On Sun, 23 Feb 2025 at 18:25, Brian Gerst <brgerst@gmail.com> wrote:
>
> On Sun, Feb 23, 2025 at 5:30 AM Uros Bizjak <ubizjak@gmail.com> wrote:
> >
> > On Sun, Feb 23, 2025 at 11:20 AM Ard Biesheuvel <ardb@kernel.org> wrote:
> > >
> > > On Sun, 23 Feb 2025 at 10:37, Ingo Molnar <mingo@kernel.org> wrote:
> > > >
> > > >
> > > > * Brian Gerst <brgerst@gmail.com> wrote:
> > > >
> > > > > Add a new percpu subsection for data that is frequently accessed and
> > > > > exclusive to each processor.  This is intended to replace the pcpu_hot
> > > > > struct on X86, and is available to all architectures.
> > > > >
> > > > > The one caveat with this approach is that it depends on the linker to
> > > > > effeciently pack data that is smaller than machine word size.  The
> > > > > binutils linker does this properly:
> > > > >
> > > > > ffffffff842f6000 D __per_cpu_hot_start
> > > > > ffffffff842f6000 D softirq_pending
> > > > > ffffffff842f6002 D hardirq_stack_inuse
> > > > > ffffffff842f6008 D hardirq_stack_ptr
> > > > > ffffffff842f6010 D __ref_stack_chk_guard
> > > > > ffffffff842f6010 D __stack_chk_guard
> > > > > ffffffff842f6018 D const_cpu_current_top_of_stack
> > > > > ffffffff842f6018 D cpu_current_top_of_stack
> > > > > ffffffff842f6020 D const_current_task
> > > > > ffffffff842f6020 D current_task
> > > > > ffffffff842f6028 D __preempt_count
> > > > > ffffffff842f602c D cpu_number
> > > > > ffffffff842f6030 D this_cpu_off
> > > > > ffffffff842f6038 D __x86_call_depth
> > > > > ffffffff842f6040 D __per_cpu_hot_end
> > > > >
> > > > > The LLVM linker doesn't do as well with packing smaller data objects,
> > > > > causing it to spill over into a second cacheline.
> > > >
> > > > ... now it's linker-ordered. But on the other hand that can be an
> > > > advantage too: the linker will try to (or at least has a chance to)
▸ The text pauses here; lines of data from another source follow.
PR #356, opened 2022-07-04
Obscuro node uses Edgeless DB + testnet deploy

otherview:

- https://github.com/obscuronet/obscuro-internal/issues/592

- Testnet now uses SGX 
- Testnet now uses EdgelessDB
- Local testnet has a `use_sg


testnet/docker-compose.yml
```diff
@@ -24,25 +26,43 @@ services:
...
+    volumes:
+      - /dev/sgx:/dev/sgx
+    networks:
+      - default
+    environment:
+      EDG_EDB_CERT_DNS: edgelessdb
+    ports:
+      - "3306:3306"
+      - "8080:8080"
+    image: ghcr.io/edgelesssys/edgelessdb-sgx-1gb:latest
```
BedrockSquirrel, line 68: There's also a 4GB version of this (same path but with "4-gb" at the end. Maybe worth using that to buy us a bit more time before we have to think about archiving and optimisation or wait til it becomes a problem?

BedrockSquirrel (approved):
LGTM - optional comment for your consideration

PR #358, opened 2022-07-04
Further fixes to enable MetaMask and Remix

joeldudley:

Correctly formats the returned JSON for `eth_getTransactionReceipt`, so that MetaMask can detect a successful transaction.

Also adds the `eth_getBlockByHash` method that MetaMask needs.

Functional.

- As described above.


BedrockSquirrel (approved):
LGTM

> > > > order the fields optimally for cache density, while the hand-packing
> > > > always has the potential to bitrot without much of an outside,
> > > > actionable indicator for the bitrot.
> > > >
> > >
> > > The linker will need some help here - by default, it just emits these
> > > variables in the order they appear in the input.
> > >
> > > If we emit each such variable 'foo' into .data..hot.foo, and define
> > > the contents of the section as
> > >
> > > *(SORT_BY_ALIGNMENT(.data..hot.*))
> > >
> > > we should get optimal packing as long as the alignment of these
> > > variables does not exceed their size.
> >
> > Is it possible to warn/error when data is spilled over the cache line?
> > Previously, there was:
> >
> > -static_assert(sizeof(struct pcpu_hot) == 64);
> >
> > that failed the build in this case.
>
> I think it should be a warning and not an error.  If it does spill
> into a second cacheline the kernel will still boot and function
> properly so it's not a fatal error, it just could hit performance a
> bit.  By decentralizing this it does make it harder to account for
> size, especially with conditional builds.  Unfortunately, the linker
> script language does not have a WARNING() counterpart to ASSERT().
>

Why should it even be a warning? What is the problem if the build in
question has two cachelines worth of hot per-CPU data?